The reaction of 5,10,15-triarylcorrole with 4-amino-4H-1,2,4-triazole provides another example of corrole ring expansion to give the corresponding 6-azahemiporphycene, a novel porphyrin analogue. The facile oxidation of the corrole ring is a required step for the ring expansion and for this reason the reaction fails in the case of corroles bearing meso-phenyl groups carrying electron-withdrawing substituents.

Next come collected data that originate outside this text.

PR #42, opened 2015-11-10
[Feature] Don't delete on modify

mfraezz:
Purpose
======
Close previously unknown bug. When a file is modified, the OS typically uses temp files. In many cases, this causes what should be viewed as a modify event to be a delete event, presumably because the original file is deleted and the temp file is renamed to the original file in one action.

Changes
=======
On delete, sleep for a second to make sure any filesystem changes are finished, then check to see if the file still exists on disk. If it does, don't delete it remotely.

Side Effects
=========
None

### DIFF
--- a/osfoffline/filesystem_manager/osf_event_handler.py
+++ b/osfoffline/filesystem_manager/osf_event_handler.py
@@ -4,6 +4,7 @@ storing the data into the db, and then sending a request to the remote server.
 """
 import asyncio
 import logging
+import os
 
 from watchdog.events import FileSystemEventHandler, DirModifiedEvent, DirCreatedEvent, FileCreatedEvent
 from osfoffline.database_manager.models import Node, File, User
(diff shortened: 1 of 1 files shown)


osfoffline/filesystem_manager/osf_event_handler.py
```diff
@@ -203,18 +204,18 @@ def on_deleted(self, event):
...
-        save(session, item)
-
-        logging.info('{} set to be deleted'.format(src_path.full_path))
+        # put item in delete state after waiting a second and
+        # checking to make sure the file was actually deleted
+        yield from asyncio.sleep(1)
+        if not os.path.exists(item.path):
+            item.locally_deleted = True
+            # nodes cannot be deleted online. THUS, delete it inside database. It will be recreated locally.
+            if isinstance(item, Node):
```
abought: Note for regression testing: check whether files inside a project are correctly recreated as well. (there may be DB conflicts when files with the same ID are re-downloaded)

Presumably, there would be no DB cruft because all DB entries referencing files inside the deleted project folder will be cleared from the DB (because the nodes.files relationship is set to cascade deletes).

However, SQLAlchemy docs suggest that may not be enough:
http://docs.sqlalchemy.org/en/rel_0_9/orm/cascades.html
```
The all symbol is a synonym for save-update, merge, refresh-expire, expunge, delete, and using it in conjunction with delete-orphan indicates that the child object should follow along with its parent in all cases, and be deleted once it is no longer associated with that parent.
```

osfoffline/filesystem_manager/osf_event_handler.py
```diff
@@ -203,18 +204,18 @@ def on_deleted(self, event):
...
+                session.delete(item)
+                save(session)
```
abought: Please wrap all DB save calls in a try/except block, to avoid an unhandled DB exception.

(as we saw yesterday, data corruption does happen- we don't want it to hang the client)

osfoffline/filesystem_manager/osf_event_handler.py
```diff
@@ -203,18 +206,25 @@ def on_deleted(self, event):
...
+        yield from asyncio.sleep(1)
+        if not os.path.exists(item.path):
+            item.locally_deleted = True
+            # nodes cannot be deleted online. THUS, delete it inside database. It will be recreated locally.
+            if isinstance(item, Node):
+                session.delete(item)
+                try:
+                    save(session)
+                except SQLAlchemyError as e:
+                    logging.warning(e.message)
```
abought: Note to Nan: postmerge, replace this line and line 225 with:

`logging.exception('Error deleting node from database')`

DB errors should never happen, so we want to capture a more detailed traceback (which logging.exception will do automatically) in addition to just the message.

abought:
Good to merge. Two requests for cleanup after merge, to improve logging of an edge case DB issue.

Steric requirements also limited the scope of the reaction, which is not successful in the case of 2,6-disubstituted meso-aryl corroles. The occurrence of an initial oxidation is further supported by formation of the 6-azahemiporphycene derivative when the reaction is carried out under the same conditions, using a 5- or a 10-isocorrole as starting material. (1)H NMR spectra and X-ray crystal characterization of 6-azahemiporphycene evidenced the presence of an intramolecular N-H...N hydrogen bond in the inner core of the macrocycle, while photophysical characterization confirmed the aromatic character of the novel macrocycle, showing an intense Soret-like band around 410 nm in the absorption spectrum. The fluorescence emission is very modest, and 6-azahemiporphycene showed higher photostability than the corresponding corrole species. Different metal complexes of 6-azahemiporphycene were prepared following synthetic protocols usually exploited for the preparation of metalloporphyrins, demonstrating good coordination properties for the macrocycle. Both the free-base and metal derivatives were characterized by cyclic voltammetry and spectroelectrochemistry in dichloromethane and benzonitrile. To further detail the behavior of this novel macrocycle, density functional theory (DFT) calculations were carried out on the basic structure of 6-azahemiporphycene with the aim of assessing aromaticity and tautomerism, as well as calculating its stability with respect to the 5-aza isomer.

One-pot synthesis of meso-alkyl substituted isocorroles: the reaction of a triarylcorrole with Grignard reagent

The reaction of 5,10,15-tritolylcorrole with EtMgBr opens the way for novel functionalizations of the corrole ring. DDQ oxidation of the macrocycle, followed by addition of the Grignard reagent, led to the formation of 5- and 10-alkyl substituted isocorroles in satisfying yields. Together with the one-pot formation of these isocorrole isomers, the use of such a nucleophile evidenced the competitive reactivity of the macrocycle β-positions, leading to the formation of 2-bromo- and 3-bromo-5,10,15-tritolylcorrole. While the formation of these monobromocorrole derivatives is not unprecedented, this is the first time the isomers have been separated and fully characterized. Furthermore, the higher yields of the 2-substituted species highlight a useful regioselectivity for the substitution reaction.